JRuby 9000 provides better overall performance than the previous version, but it also comes with a warm-up burden. For some tests we want the Puppet Server process to be warmed up before we begin. Our warm-up process involves running a portion of the agents to generate about 300 connections to the endpoints served by JRubies, multiplied by the number of configured JRuby instances. In general, the closer you are to the node capacity of your install, the faster it will warm up when running the normal load. Our process takes about five minutes.

Apples-to-apples testing

To do an apples-to-apples test, we run a simulation for two different PE versions of 600 agents each (classified as large) checking in at the default 30-minute interval for eight iterations. We run the warm-up procedure before the simulation. Then we compare response times, system resource usage, and process resource usage. We do this on a weekly basis for all active development branches to ensure that general performance doesn’t degrade during development.

Scale testing

In order to determine the node capacity of each targeted EC2 instance type, we perform scale testing with a small load that incrementally increases the number of simulated agents until requests begin to time out or respond with errors.
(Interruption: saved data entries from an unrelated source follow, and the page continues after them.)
PR #491, opened 2020-05-04
Abuse Protection for webhooks

n3wscott:


slinkydeveloper:
looks like you pulled in the changes to the website :smile:

n3wscott:
I bet I just have to rebase

v2/cmd/samples/http/raw/main.go
```diff
@@ -0,0 +1,34 @@
+package main
+
+import (
```
n3wscott, line 3: I added this back in, it is extremely useful for debugging.

slinkydeveloper: Can we have it somewhere else? it's not really an sdk sample...

v2/cmd/samples/http/receiver-protected/main.go
```diff
@@ -0,0 +1,47 @@
...
+	}
+
+	rate := 100
+	p.WebhookConfig = &http.WebhookConfig{
+		AllowedMethods:  []string{"POST", "OPTIONS"},
+		AllowedRate:     &rate,
+		AutoACKCallback: true,
+		AllowedOrigins:  []string{"http://localhost:8181"},
+	}
+	p.OptionsHandlerFn = p.OptionsHandler
```
slinkydeveloper, line 26: ?

v2/cmd/samples/http/sender/main.go
```diff
@@ -30,6 +30,7 @@ func main() {
 			"message": "Hello, World!",
 		})
 
+		ctx = cloudevents.WithEncodingStructured(ctx)
```
slinkydeveloper, line 33: Is it a leftover from a debugging session?

v2/protocol/http/protocol.go
```diff
@@ -221,6 +230,33 @@ func (p *Protocol) Respond(ctx context.Context) (binding.Message, protocol.Respo
...
+	case http.MethodOptions:
+		if p.OptionsHandlerFn == nil {
+			rw.WriteHeader(http.StatusMethodNotAllowed)
+			return
+		}
+		p.OptionsHandlerFn(rw, req)
+		return
+
+	case http.MethodGet:
+		if p.GetHandlerFn == nil {
```
slinkydeveloper, line 244: This looks wrong: if i have a receiver that doesn't accept events but just creates it, i think get should just work ootb without configuring `GetHandlerFn`

v2/cmd/samples/http/receiver-protected/main.go
slinkydeveloper: Can this be a default?

v2/cmd/samples/http/raw/main.go
n3wscott: maybe I move it to `cmd/tools`

v2/cmd/samples/http/receiver-protected/main.go
n3wscott: yeah a future PR can add this to the default client to respond to OPTIONS

v2/cmd/samples/http/sender/main.go
n3wscott: It kinda is, I should switch it to a flag. I used this to send events to azure event grid but it needed more...

v2/protocol/http/protocol.go
n3wscott: what does http.GET do on a push based protocol?

slinkydeveloper: Like: https://github.com/cloudevents/sdk-go/pull/498/files#diff-3666ce1687203ab4a81aec71bee67724R81

slinkydeveloper: I think it's a reasonable use case to support, given also that is cheap to mantain: eg you want to create an endpoint (like a REST API) that replies with some informations wrapped in a cloudevent

v2/cmd/samples/http/raw/main.go
slinkydeveloper: fine for me :+1:

v2/cmd/samples/http/receiver-protected/main.go
n3wscott: I think it should be opt-in, because you need to know the rate limit and such

n3wscott: plus the default allowed origin would have to be "*" which seems like a bad default

slinkydeveloper: Do you think it should be an opt-in or an opt-out feature? I don't think this interfere with the average usage of sdk-go

v2/cmd/samples/http/sender/main.go
slinkydeveloper: sure, and please update the documentation of the example here: https://github.com/cloudevents/sdk-go/blob/b3a2bcf1ef60d18bfb312acd5802bffdf46a82ad/v2/cmd/samples/README.md

v2/cmd/samples/http/receiver-protected/main.go
n3wscott: because OPTIONS is optional by the spec, it should be OPT-IN so that integrators have to make choices about rate limits and origin filters up front.

v2/protocol/http/protocol.go
n3wscott: oh yeah, added. nice.

v2/cmd/samples/http/sender/main.go
n3wscott: I will revert for now and add later.

v2/cmd/samples/http/receiver-protected/main.go
slinkydeveloper: Okok i feel we should document it and make a "better entrypoint", like  and option for the protocol `EnableWebHookSupport()` or something like that that does this assignment

v2/protocol/http/protocol_test.go
```diff
@@ -222,6 +222,7 @@ func TestServeHTTP_Receive(t *testing.T) {
 	}{
 		"nil": {
 			rw:      httptest.NewRecorder(),
+			req:     httptest.NewRequest("POST", "http://unittest", nil),
```
n3wscott, line 225: this has changed how https://github.com/cloudevents/sdk-go/pull/491/files#diff-255451943fd83a8be86080df4ef96fb9R263 is tested. Before the test would return m == nil because the test was testing an empty request. I made it non-nil and there is an issue.

v2/protocol/http/protocol.go
```diff
@@ -262,6 +262,7 @@ func (p *Protocol) ServeHTTP(rw http.ResponseWriter, req *http.Request) {
 	m := NewMessageFromHttpRequest(req)
 	if m == nil || m.ReadEncoding() == binding.EncodingUnknown {
 		p.incoming <- msgErr{msg: nil, err: binding.ErrUnknownEncoding}
+		rw.WriteHeader(http.StatusUnsupportedMediaType)
```
slinkydeveloper, line 265: Nope :smile:

slinkydeveloper: This breaks this use case: https://github.com/cloudevents/sdk-go/blob/master/v2/cmd/samples/message-handle-non-cloudevents/main.go

http.UnsupportedMediaType is returned by that https://github.com/cloudevents/sdk-go/blob/master/v2/protocol/http/protocol.go#L259

n3wscott: I tried to find where the spec says this and was unable to find any data. It seems real wrong to send back a 200 if it is not a cloudevent. The only way to get to this code is if it is expecting to get a cloudevent.

slinkydeveloper: But that means that we are impeding to use the sdk to receive non events completely? If that's the case, then we need to proper document it and make this behaviour consistent between protocols

n3wscott: you can still map a path to a custom handler, there are a few examples of that. But for events that are directed to the sdk handler, and the request is not a CloudEvent, it should be an error.

slinkydeveloper: What I'm saying is that i don't see how "leaving this door open" could be a problem

n3wscott: in this codepath, there is no chance to get to the users code of the sdk, it is returning `HTTP - 200 OK` when the return hits. I think that is a bug because it means the caller can do things like post a blank message to the sdk handler and it will get back `200 OK`. We need to tell the caller they done screwed up, or are calling an end point that has no idea what you are talking about. In this codepath the sdk bails out. It is totally an error on the callers side and not `OK`.

n3wscott: Note that `msg` is `nil`. which means the request is not held open like in other cases.

n3wscott: ok removed.

v2/protocol/http/abuse_protection.go
```diff
@@ -0,0 +1,121 @@
...
+func (p *Protocol) validateOrigin(ro string) (string, bool) {
+	cecontext.LoggerFrom(context.TODO()).Infow("Validating origin.", zap.String("origin", ro))
+
+	for _, ao := range p.WebhookConfig.AllowedOrigins {
+		if ao == "*" {
+			return ao, true
+		}
+		// TODO: it is not clear what the rules for allowed hosts are.
+		// Need to find docs for this. For now, test for prefix.
+		if strings.HasPrefix(ro, ao) {
```
slinkydeveloper, line 115: Maybe we could use this https://github.com/rs/cors/blob/master/cors.go or something similar to validate the origins, let's do it in a follow up.

v2/test/integration/http/receiver_v1_test.go
```diff
@@ -90,6 +90,42 @@ func TestClientReceiver_Status_Codes(t *testing.T) {
...
 				ContentLength: 0,
 			},
+			receiverFuncFactory: func(cancelFunc context.CancelFunc) interface{} {
+				return func() *cloudevents.Event {
+					defer cancelFunc()
+					return nil // acts as a 200 OK
+				}
+			},
+		},
+		"405 if the receiver is not expecting a GET request": {
```
slinkydeveloper, line 100: Maybe in a followup, but we need a test for the use case:

> I want to set a receiver that doesn't accept events, accepts method `GET`, and the user replies with events

n3wscott:
Issues added.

The scale test is structured to simulate the default 30-minute agent check-in interval. We start the test with an agent volume below the expected performance threshold and add 100 agents at a time until more than 10 timeouts are encountered. For example, when testing the EC2 c5.2xlarge (8 cores and 16 GB), we start with 3,000 agents.

Cold-start versus warm-start scale testing

To simulate recovering from a Puppet Server restart, we use a cold-start scenario. We restart the pe-puppetserver service between each iteration so that the warm-up burden will reduce the maximum node count. This is the most conservative estimate of node capacity we test for.

To determine burst capacity, we use a warm-start scenario. When doing a warm-start scale test, we don’t restart the pe-puppetserver service, and we run the test on the same host that ran the cold-start tests to ensure it is already warmed up.

The extra capacity provided by a warmed up system is great for serving Puppet agent runs triggered by orchestration from the console, Continuous Delivery for Puppet Enterprise, or Bolt. Therefore we recommend keeping your node count near the cold-start numbers.

Soak testing

To ensure PE doesn’t suffer a performance degradation over time we run a soak test on each release. We use 600 agents, classified as large, checking in at the default 30-minute interval for 14 days. We run the warm-up before we start the test. This two-week test lets us verify that all garbage collection features are being triggered and keeping things under control. We check the Gatling response time graphs to ensure that performance is stable throughout the test.